▶ _What the exercise asks_:
Return verbatim all lines from the first one in the records to the line with "- the data could", both ends kept.

(Extracted records)
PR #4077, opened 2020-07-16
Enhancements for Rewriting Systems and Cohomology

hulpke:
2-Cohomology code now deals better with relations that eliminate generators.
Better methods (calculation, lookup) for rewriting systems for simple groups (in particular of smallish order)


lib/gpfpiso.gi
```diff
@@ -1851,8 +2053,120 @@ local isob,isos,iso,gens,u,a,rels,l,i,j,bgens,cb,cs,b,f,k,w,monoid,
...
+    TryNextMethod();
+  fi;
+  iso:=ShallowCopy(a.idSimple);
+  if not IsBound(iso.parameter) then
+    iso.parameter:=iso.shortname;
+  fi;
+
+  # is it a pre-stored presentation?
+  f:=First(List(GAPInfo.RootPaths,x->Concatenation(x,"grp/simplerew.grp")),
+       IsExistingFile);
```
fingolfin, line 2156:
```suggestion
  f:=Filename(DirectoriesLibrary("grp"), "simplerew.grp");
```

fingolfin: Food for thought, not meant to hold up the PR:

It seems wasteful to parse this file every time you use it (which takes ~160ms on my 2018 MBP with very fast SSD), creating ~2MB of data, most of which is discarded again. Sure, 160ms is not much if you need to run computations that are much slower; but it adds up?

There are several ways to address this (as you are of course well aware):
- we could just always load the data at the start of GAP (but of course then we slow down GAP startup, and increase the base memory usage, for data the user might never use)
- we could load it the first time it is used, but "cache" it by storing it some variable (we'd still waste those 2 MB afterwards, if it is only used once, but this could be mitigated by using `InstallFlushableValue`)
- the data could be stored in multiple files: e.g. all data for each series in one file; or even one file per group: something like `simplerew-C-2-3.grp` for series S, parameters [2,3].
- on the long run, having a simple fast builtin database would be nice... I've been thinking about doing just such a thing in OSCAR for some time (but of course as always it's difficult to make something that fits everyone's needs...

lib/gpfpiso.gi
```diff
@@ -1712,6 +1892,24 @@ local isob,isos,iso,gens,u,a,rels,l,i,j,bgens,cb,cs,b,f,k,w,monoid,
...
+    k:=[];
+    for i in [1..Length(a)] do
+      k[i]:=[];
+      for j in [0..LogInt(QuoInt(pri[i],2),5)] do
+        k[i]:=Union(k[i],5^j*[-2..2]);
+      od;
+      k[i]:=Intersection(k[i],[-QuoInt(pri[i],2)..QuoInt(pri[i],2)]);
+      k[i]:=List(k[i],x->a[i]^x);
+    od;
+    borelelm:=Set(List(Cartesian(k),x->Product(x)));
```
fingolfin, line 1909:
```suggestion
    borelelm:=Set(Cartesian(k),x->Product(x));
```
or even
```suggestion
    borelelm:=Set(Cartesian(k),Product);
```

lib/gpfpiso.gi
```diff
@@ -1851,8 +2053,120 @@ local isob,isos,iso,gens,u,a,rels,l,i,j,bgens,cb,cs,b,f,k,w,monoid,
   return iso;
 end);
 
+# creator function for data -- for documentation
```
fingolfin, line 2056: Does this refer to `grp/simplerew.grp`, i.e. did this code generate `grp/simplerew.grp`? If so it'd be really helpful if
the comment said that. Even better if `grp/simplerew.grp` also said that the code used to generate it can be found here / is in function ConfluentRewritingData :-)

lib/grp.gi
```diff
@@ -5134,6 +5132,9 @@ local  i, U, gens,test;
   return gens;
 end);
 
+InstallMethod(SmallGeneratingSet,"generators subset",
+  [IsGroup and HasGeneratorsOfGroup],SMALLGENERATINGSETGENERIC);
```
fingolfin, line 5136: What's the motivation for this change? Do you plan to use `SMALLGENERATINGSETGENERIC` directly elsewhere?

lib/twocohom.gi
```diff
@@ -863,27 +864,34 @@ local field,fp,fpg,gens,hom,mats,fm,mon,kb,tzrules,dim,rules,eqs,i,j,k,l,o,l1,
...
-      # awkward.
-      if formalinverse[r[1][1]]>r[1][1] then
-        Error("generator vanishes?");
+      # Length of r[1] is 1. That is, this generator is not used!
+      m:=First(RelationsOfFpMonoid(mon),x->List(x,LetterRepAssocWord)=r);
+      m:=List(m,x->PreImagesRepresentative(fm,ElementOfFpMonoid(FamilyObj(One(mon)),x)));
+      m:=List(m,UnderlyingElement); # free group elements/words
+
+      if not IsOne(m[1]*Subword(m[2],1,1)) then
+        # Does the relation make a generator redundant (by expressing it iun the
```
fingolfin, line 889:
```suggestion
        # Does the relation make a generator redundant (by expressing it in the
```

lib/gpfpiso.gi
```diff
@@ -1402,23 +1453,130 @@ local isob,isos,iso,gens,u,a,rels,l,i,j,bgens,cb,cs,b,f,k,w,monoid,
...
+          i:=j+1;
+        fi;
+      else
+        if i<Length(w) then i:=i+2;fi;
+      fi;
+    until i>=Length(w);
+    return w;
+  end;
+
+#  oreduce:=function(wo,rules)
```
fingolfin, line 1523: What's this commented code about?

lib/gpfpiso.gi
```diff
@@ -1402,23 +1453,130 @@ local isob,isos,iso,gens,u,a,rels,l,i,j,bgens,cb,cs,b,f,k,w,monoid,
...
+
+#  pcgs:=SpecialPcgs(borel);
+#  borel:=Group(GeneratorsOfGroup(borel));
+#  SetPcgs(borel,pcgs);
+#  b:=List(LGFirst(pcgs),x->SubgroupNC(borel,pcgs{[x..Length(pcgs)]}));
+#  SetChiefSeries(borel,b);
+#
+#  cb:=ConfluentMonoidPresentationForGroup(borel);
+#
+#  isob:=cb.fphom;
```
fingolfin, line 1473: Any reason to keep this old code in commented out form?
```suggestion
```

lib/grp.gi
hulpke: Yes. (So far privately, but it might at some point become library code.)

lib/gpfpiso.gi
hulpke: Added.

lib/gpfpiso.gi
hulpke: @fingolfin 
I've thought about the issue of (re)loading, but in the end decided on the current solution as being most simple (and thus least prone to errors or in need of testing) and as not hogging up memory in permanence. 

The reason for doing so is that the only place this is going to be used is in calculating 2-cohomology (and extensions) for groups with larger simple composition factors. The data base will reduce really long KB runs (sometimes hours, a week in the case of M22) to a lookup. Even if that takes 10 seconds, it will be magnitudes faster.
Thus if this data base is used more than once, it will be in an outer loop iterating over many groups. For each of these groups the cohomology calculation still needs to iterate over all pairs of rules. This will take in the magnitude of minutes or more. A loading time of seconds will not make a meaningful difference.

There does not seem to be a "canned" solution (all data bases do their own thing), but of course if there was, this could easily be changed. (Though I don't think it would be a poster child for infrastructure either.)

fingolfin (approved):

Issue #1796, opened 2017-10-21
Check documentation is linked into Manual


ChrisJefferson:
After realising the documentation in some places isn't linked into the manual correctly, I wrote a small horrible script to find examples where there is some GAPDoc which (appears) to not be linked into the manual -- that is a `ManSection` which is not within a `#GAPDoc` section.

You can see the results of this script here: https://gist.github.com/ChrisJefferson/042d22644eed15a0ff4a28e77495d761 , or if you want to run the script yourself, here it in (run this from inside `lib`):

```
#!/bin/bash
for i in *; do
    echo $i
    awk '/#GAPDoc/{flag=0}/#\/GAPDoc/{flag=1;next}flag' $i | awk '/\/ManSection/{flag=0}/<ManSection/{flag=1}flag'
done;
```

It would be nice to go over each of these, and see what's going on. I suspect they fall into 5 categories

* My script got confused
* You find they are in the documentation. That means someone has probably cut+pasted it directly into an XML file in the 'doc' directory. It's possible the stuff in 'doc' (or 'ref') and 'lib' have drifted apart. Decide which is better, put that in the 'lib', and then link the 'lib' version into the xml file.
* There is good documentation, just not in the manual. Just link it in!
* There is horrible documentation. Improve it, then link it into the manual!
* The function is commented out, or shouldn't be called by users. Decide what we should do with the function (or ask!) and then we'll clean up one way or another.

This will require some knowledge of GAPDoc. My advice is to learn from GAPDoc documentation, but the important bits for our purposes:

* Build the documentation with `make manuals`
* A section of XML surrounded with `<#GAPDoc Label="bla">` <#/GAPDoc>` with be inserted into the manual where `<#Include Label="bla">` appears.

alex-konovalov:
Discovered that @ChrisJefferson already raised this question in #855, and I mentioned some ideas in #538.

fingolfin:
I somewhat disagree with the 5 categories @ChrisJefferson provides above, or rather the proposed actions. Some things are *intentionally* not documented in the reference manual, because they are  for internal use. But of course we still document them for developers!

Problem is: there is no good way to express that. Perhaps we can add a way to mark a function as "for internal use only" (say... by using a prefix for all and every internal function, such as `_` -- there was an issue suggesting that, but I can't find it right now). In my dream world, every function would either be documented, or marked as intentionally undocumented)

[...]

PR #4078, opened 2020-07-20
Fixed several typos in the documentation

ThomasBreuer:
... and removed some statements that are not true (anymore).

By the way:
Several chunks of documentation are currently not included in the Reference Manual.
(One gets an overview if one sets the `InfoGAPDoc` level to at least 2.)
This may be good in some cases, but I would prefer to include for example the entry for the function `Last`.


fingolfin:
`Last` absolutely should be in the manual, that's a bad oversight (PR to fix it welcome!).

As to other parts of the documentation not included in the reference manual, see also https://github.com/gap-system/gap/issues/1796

▶ _Solved problem_:
PR #4077, opened 2020-07-16
Enhancements for Rewriting Systems and Cohomology

hulpke:
2-Cohomology code now deals better with relations that eliminate generators.
Better methods (calculation, lookup) for rewriting systems for simple groups (in particular of smallish order)


lib/gpfpiso.gi
```diff
@@ -1851,8 +2053,120 @@ local isob,isos,iso,gens,u,a,rels,l,i,j,bgens,cb,cs,b,f,k,w,monoid,
...
+    TryNextMethod();
+  fi;
+  iso:=ShallowCopy(a.idSimple);
+  if not IsBound(iso.parameter) then
+    iso.parameter:=iso.shortname;
+  fi;
+
+  # is it a pre-stored presentation?
+  f:=First(List(GAPInfo.RootPaths,x->Concatenation(x,"grp/simplerew.grp")),
+       IsExistingFile);
```
fingolfin, line 2156:
```suggestion
  f:=Filename(DirectoriesLibrary("grp"), "simplerew.grp");
```

fingolfin: Food for thought, not meant to hold up the PR:

It seems wasteful to parse this file every time you use it (which takes ~160ms on my 2018 MBP with very fast SSD), creating ~2MB of data, most of which is discarded again. Sure, 160ms is not much if you need to run computations that are much slower; but it adds up?

There are several ways to address this (as you are of course well aware):
- we could just always load the data at the start of GAP (but of course then we slow down GAP startup, and increase the base memory usage, for data the user might never use)
- we could load it the first time it is used, but "cache" it by storing it some variable (we'd still waste those 2 MB afterwards, if it is only used once, but this could be mitigated by using `InstallFlushableValue`)
- the data could be stored in multiple files: e.g. all data for each series in one file; or even one file per group: something like `simplerew-C-2-3.grp` for series S, parameters [2,3].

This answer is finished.